The guys at 37signals make great products, but they tend to be on the
minimalistic side. We have features such as permissions (it turns out people
really care about that), a widget system, and with Papyrs you can create
forms.

Of course there is a lot of cool stuff we really want to add, but for our
first version we have to limit ourselves to the core functionality and that's
almost by definition going to overlap with the competition.

I increased the slider speed and I changed the layout slightly to avoid the
scroll down problem you described.

Again. thanks for the feedback!

------
alphakappa
Looks like a great website. I just have a few comments.

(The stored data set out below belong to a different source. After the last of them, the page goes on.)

PR #1002, opened 2026-07-14
fix(engine): skip backoff in assemble emergency drain with force=true

mpz4life:
## What

When `assemble()` sees pending deferred compaction debt and prompt pressure above `tokenBudget`, it can bypass the debt row's retry backoff and run emergency compaction. The bypass applies only while `retryAttempts < 3`. The same `force` value reaches `executeCompactionCore`, which clears an active summary-spend backoff and runs the threshold recovery sweep.

Normal background and `maintain()` drains do not pass `force`. They continue to honor `nextAttemptAfter` and use the persisted or configured compaction sweep sizing.

## Why

A failed or incomplete compaction can leave deferred debt pending with an active retry backoff. If the prompt grows beyond its token budget before that timer expires, the previous assemble path returns `"deferred compaction backoff active"` and cannot recover the session.

The reported session compressed from about 165K tokens to 40K, then grew to 213K while the backoff blocked another emergency attempt. A bounded bypass lets assemble retry under overflow pressure without removing the spend guard from routine compaction.

## Changes

- Add an assemble-only backoff bypass
- Cap forced retries at three attempts
- Forward `force` through compaction core
- Preserve normal drain backoff behavior
- Preserve configured compaction sweep sizing
- Add focused boundary and sizing tests
- Add a patch Changeset

## Guardrails

- Assemble enters this path only when prompt pressure exceeds `tokenBudget`.
- `retryAttempts` values 0 through 2 allow the bypass.
- `retryAttempts >= 3` restores normal backoff behavior and degraded prompt fallback.
- Routine background and `maintain()` drains never enable the bypass.
- The change does not add dynamic `leafChunkTokens` or `freshTailMaxTokens` overrides.

## Testing

- `npm test`: 80 files and 1,463 tests passed
- `npm run typecheck`: passed
- `npm run build`: passed
- Focused tests cover:
  - assemble bypassing active debt backoff
  - `force` reaching `executeCompactionCore`
  - retry attempts 2 and 3 around the cap
  - normal drains retaining configured sweep sizing
  - provider fallback and message-preservation bounds

Hosted CI passed:

- `test`
- `plugin-inspector`
- `smoke-latest-openclaw`

## Security impact

This change adds no permissions, secrets handling, network calls, command execution, or data-access scope. The retry cap bounds additional summarizer spend during repeated failures.


mpz4life:
@jalehman  Could you please review this PR when you get a chance? It addresses a compaction deadlock scenario where the assemble emergency drain (pressureTokenCount > tokenBudget) is blocked by the deferred compaction retry backoff, preventing context recovery from overflow. The fix is minimal — a force flag on consumeDeferredCompactionDebt that skips the nextAttemptAfter check only in the assemble emergency path. Normal deferred drains (drainDeferredCompactionDebtIfIdle, maintain) continue to respect the backoff as before.

mpz4life:
**P1 addressed in de3e51d.**

Added a `retryAttempts < 10` gate in `maybeConsumeDeferredCompactionDebtForAssemble`: when `retryAttempts >= 10`, `force` defaults to `false` (i.e. `undefined`), causing the emergency drain to fall back to respecting the backoff and degrading the live prompt instead of retrying compaction.

10 was chosen because each force attempt compresses up to `leafChunkTokens` (20K) of raw messages outside the fresh tail. A worst-case backlog of ~200K outside-tail tokens needs at most 10 rounds. If compaction still fails after 10 attempts, there is likely nothing left to compact and the degraded fallback is the correct path.

jalehman:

\- It took me a while to understand the purpose of the website. At first
glance it seemed to be some kind of a wiki tool, but then I understood that
you could also create forms and generate reports. So it's like Google Docs +
Wiki.

\- The slideshow is really nice. It does take a while to read it because the
text and arrows seem to have equal graphical 'importance' as the rest of the
image, so they are not easy to find. I would suggest making the explanatory
text a bit more prominent (either using more standout colors/fonts, or by
lightening up the graphic under them)

\- Even after I understand the concept of the website, I'm not sure how I
would use it in my company. I know I can 'collect information' and
'collaborate with clients', but I'm still trying to think of some good real
use cases. Maybe it would help if you had some example use cases up there so
that your users get that 'aha' feeling right away.

Thymer looks great too!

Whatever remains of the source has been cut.